_What is expected_:
Go through the data line by line. Copy each one holding the string "would".

_Records shown_:
=== Section Start ===
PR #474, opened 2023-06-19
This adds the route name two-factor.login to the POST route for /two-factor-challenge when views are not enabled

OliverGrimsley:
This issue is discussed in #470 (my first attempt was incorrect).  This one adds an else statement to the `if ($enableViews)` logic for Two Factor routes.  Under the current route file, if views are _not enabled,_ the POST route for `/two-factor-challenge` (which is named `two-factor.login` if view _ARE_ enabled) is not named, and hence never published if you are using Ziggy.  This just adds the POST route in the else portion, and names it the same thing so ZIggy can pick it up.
=== Section End ===
=== Section Start ===
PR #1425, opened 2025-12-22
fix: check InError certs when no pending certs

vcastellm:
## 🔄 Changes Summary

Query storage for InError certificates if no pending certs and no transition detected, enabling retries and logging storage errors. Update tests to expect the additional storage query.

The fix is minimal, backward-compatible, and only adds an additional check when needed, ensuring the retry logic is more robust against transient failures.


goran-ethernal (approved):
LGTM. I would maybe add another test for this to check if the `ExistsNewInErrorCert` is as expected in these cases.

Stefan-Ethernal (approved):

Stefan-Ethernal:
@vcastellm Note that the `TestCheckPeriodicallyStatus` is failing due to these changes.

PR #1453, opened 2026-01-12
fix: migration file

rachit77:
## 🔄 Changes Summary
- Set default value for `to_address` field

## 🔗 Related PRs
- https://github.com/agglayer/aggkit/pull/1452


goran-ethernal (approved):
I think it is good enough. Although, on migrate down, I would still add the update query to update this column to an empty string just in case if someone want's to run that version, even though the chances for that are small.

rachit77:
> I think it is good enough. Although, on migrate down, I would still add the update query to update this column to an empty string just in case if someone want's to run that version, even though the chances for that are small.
=== Section End ===
=== Section Start ===
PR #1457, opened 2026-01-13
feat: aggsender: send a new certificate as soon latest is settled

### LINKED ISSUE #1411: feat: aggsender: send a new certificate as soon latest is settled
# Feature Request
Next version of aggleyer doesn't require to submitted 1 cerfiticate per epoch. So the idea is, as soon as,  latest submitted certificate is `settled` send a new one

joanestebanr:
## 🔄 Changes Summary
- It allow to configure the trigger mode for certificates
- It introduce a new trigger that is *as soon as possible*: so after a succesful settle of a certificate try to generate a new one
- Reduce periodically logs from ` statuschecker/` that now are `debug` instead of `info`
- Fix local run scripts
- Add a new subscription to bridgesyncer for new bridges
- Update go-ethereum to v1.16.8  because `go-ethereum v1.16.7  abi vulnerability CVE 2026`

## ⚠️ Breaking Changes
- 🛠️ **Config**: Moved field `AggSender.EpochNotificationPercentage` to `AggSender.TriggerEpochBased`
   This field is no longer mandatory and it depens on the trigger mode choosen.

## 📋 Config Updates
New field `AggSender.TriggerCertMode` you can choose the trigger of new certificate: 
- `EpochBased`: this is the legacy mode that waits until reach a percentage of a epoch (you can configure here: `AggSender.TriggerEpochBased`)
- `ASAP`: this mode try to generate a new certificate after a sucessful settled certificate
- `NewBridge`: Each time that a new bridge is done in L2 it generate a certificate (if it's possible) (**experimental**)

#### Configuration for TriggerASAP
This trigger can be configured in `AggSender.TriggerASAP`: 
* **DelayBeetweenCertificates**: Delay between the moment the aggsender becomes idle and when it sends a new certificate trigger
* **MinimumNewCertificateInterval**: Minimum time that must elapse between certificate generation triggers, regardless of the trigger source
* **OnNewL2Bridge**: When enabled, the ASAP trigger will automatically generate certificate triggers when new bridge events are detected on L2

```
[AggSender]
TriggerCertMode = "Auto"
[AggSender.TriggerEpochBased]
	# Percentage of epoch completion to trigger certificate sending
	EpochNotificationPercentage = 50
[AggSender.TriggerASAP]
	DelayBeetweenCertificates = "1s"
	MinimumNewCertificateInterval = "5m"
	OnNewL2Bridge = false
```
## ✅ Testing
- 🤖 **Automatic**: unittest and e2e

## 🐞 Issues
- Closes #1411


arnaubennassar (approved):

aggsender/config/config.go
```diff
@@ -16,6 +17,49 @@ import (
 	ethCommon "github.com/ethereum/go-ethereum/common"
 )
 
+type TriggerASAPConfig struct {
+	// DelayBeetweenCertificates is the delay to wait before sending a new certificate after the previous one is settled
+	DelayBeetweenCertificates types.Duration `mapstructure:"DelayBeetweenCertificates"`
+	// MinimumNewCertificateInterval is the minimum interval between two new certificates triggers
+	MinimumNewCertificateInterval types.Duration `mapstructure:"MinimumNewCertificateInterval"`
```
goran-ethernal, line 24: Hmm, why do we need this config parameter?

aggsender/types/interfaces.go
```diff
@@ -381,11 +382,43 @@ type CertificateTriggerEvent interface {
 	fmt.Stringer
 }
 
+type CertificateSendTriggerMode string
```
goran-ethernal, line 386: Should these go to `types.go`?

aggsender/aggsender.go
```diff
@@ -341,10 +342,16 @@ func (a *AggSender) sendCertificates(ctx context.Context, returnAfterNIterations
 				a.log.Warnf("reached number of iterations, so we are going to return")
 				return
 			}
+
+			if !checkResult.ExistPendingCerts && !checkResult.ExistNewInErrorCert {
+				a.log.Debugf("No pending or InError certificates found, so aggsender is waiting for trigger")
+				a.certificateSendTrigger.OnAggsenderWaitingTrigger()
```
=== Section End ===
_Task response_:
LGTM. I would maybe add another test for this to check if the `ExistsNewInErrorCert` is as expected in these cases.
I think it is good enough. Although, on migrate down, I would still add the update query to update this column to an empty string just in case if someone want's to run that version, even though the chances for that are small.
> I think it is good enough. Although, on migrate down, I would still add the update query to update this column to an empty string just in case if someone want's to run that version, even though the chances for that are small.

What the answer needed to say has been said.